# American Pie Presents: Beta House (2007)



## olaf (Dec 9, 2007)

review I wrote for my blog


----------



## SENTINEL (Dec 9, 2007)

> If you want 80 minutes of cheap fart jokes (well, not only fart jokes, there is plenty of barf jokes, not mentioning horse-sperm-drinking jokes), naked female breasts and faux story line, then this film is perfect choice for you.



you had me at fart.


----------



## ~Gesy~ (Dec 9, 2007)

you had me at naked boobies


----------



## olaf (Dec 9, 2007)

SENTINEL said:


> you had me at fart.


to be honest, there is more barfing than farting


gesy hyuga said:


> you had me at naked boobies


there is plenty of them, like almost every 5 min


----------



## Girls' Generation (Dec 12, 2007)

So this film is new eh?


----------



## Cochise (Dec 12, 2007)

I love boobies but American Pie films really suck.
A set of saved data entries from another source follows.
PR #4708, opened 2020-08-20
Kpt Deployer Render() implementation and tests

felixtran39:
**Related**:  #3904

**Description**
This is the implementation and unit tests for the Render() method of the kpt deployer. This involves running `kpt fn run` on a specified function pipeline.

Along with this, there are also slight modifications to getApplyDir to provide better error handling.

**Follow-up Work**
Kustomization capabilities will come soon for kpt deployer's render stage.

PR #4719, opened 2020-08-26
Add Kustomize Hydration to Kpt Deployer's Render method

felixtran39:
**Related**:  #3904, #4708 

**Description**
This PR builds upon the existing render method for the Kpt Deployer in #4708 by adding the remaining steps for the desired hydration workflow. This includes reading config manifests from the source directory and running `kustomize build` when kustomization configs exist under the specified directory (k.Dir).

Currently, a temporary directory called .pipeline is used to store outputs between different stages of the rendering process. This directory will be replaced by sinkDir when specified by the user.

There is also a slight modification to the kptFnRun method for checking whether FnPath and Image are both provided. This was discussed in further detail in #4708.

### DIFF
--- a/pkg/skaffold/deploy/kpt.go
+++ b/pkg/skaffold/deploy/kpt.go
@@ -49,7 +49,6 @@ type KptDeployer struct {
 	insecureRegistries map[string]bool
 	labels             map[string]string
 	globalConfig       string
-	workingDir         string
 }
 
 func NewKptDeployer(runCtx *runcontext.RunContext, labels map[string]string) *KptDeployer {
@@ -58,7 +57,6 @@ func NewKptDeployer(runCtx *runcontext.RunContext, labels map[string]string) *Kp
 		insecureRegistries: runCtx.GetInsecureRegistries(),
 		labels:             labels,
 		globalConfig:       runCtx.GlobalConfig(),
-		workingDir:         runCtx.GetWorkingDir(),
 	}
 }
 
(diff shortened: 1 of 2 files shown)


pkg/skaffold/deploy/kpt.go
```diff
@@ -136,30 +169,75 @@ func (k *KptDeployer) renderManifests(ctx context.Context, _ io.Writer, builds [
...
 	if len(k.Fn.Image) > 0 {
-		if specifiedFnPath {
-			return nil, errors.New("cannot specify both fn-path and image")
-		}
-
 		flags = append(flags, "--image", k.Fn.Image)
+		count++
+	}
+	if count > 1 {
+		return nil, errors.New("cannot specify both fn-path and image")
```
yuwenma, line 237: nit: Only one of "fn-path" and "image" configs can be specified at most.

pkg/skaffold/deploy/kpt.go
```diff
@@ -136,30 +169,75 @@ func (k *KptDeployer) renderManifests(ctx context.Context, _ io.Writer, builds [
...
+	if _, err := util.RunCmdOut(cmd); err != nil {
+		return err
+	}
+
+	deps, err := dependenciesForKustomization(k.Dir)
+	if err != nil {
+		return fmt.Errorf("finding kustomization dependencies: %w", err)
+	}
+
+	// Kustomize build outputs hydrated configs to .pipeline, so the dry configs must be removed.
```
yuwenma, line 207: yeah, i like this approach.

Honestly your better off to go watch porn or an Adam Sandler movie. American Pie tries to thrill with girl's and comedy and it fail's on both front's. I kind of liked the first one....kind of.


----------



## Denji (Dec 12, 2007)

Why is Jim's dad in every single sequel?


----------



## Kamina (Dec 14, 2007)

Because he's like the only actor from the original 'better' american pie movies who actually agreed to doing the new ones as for Beta house just aloud of boobs and shit comedy was really a disapointment like all of the new american pies, i vote for Jim back!


----------



## Dimezanime88 (Dec 14, 2007)

I've watched every American Pie Movie; why stop now? Besides, they entertain me with the boobs, college humor, and storyline connection with the rest of the series. Besides, it's not like I buy them.


----------